**TASK TO CARRY OUT**
Each line of the data that mentions the string "should" needs to be identified and copied.

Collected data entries
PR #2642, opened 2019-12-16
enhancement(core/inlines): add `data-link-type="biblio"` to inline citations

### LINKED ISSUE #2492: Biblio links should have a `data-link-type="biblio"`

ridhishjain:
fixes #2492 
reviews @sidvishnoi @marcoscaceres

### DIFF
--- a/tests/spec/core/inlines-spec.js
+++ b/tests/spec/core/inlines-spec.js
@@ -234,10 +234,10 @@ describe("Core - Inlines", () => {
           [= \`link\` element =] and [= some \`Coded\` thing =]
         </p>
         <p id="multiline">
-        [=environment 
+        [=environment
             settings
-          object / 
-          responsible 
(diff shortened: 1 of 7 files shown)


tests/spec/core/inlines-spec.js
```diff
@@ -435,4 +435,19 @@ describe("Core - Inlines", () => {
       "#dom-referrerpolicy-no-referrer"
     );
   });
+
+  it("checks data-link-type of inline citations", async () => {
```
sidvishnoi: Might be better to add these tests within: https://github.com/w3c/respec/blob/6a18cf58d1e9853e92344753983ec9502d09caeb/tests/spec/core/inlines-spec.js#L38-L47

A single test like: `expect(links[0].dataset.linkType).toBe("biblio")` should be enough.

**FINISHED TASK**
### LINKED ISSUE #2492: Biblio links should have a `data-link-type="biblio"`
A single test like: `expect(links[0].dataset.linkType).toBe("biblio")` should be enough.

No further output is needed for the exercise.